▼

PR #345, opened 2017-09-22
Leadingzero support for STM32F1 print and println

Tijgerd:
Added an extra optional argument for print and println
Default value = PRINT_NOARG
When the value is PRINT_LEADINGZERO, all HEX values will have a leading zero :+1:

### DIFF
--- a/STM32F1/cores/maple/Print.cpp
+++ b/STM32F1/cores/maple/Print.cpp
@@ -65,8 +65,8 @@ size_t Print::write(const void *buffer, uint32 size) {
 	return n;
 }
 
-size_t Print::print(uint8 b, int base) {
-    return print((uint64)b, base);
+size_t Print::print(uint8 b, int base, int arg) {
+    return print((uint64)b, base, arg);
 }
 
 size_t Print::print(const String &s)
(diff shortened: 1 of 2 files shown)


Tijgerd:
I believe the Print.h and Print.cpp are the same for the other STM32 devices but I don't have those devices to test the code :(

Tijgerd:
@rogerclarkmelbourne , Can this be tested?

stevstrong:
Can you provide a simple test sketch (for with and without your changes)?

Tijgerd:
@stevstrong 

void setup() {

▲
▼

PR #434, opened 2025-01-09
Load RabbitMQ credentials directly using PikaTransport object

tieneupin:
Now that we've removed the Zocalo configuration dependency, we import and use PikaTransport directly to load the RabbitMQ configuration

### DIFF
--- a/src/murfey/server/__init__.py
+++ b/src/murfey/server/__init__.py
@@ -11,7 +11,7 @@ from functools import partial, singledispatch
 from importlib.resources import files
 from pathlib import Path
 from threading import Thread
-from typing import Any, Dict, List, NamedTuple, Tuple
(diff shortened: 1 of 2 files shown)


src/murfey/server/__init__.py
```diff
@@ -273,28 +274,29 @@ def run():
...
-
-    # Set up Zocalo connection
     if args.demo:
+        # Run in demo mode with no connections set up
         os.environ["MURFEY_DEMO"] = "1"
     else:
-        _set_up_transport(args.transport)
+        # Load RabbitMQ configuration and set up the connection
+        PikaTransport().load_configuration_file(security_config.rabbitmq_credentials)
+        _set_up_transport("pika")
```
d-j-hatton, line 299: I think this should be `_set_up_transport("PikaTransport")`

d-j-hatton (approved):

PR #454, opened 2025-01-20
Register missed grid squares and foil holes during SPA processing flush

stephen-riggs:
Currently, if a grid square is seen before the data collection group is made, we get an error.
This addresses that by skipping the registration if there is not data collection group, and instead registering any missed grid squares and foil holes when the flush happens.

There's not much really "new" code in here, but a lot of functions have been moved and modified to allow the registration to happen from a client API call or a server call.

▲

Work instructions:
Each line above that contains the word "println" should be copied.

Solution below:
Leadingzero support for STM32F1 print and println
Added an extra optional argument for print and println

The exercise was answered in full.